Segment Open

PR #1325, opened 2022-03-14
Update copy for Free and Enhanced Listings merge

### LINKED ISSUE #1296: Update copy for Free Listings Merge
At the end of March, Free and Enhanced Listings will be merged together (enhanced listings will not exist) - they will simply be free listings.

As a result, a number of content areas within the extension will need to be checked and updated to reflect the change.

* Get Started / Landing Page
* Product Feed Overview (and tooltip/pop-up content)

image-9

- [ ] Update related copy in Woo Docs

Internal project thread reference with a spreadsheet version of the changes can be found at:

pcTzPl-nO-p2

eason9487:

Closes #1296 

- Remove all "Partially Active" wordings or sentences.
- Remove "standard" or "enhanced" listings wordings.

#### 📷  Issues to resolve table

Segment Closed

Problem statement – Looking at the data above, how many lines hold the word "Free"? Respond with the number alone.

Exercise result – 3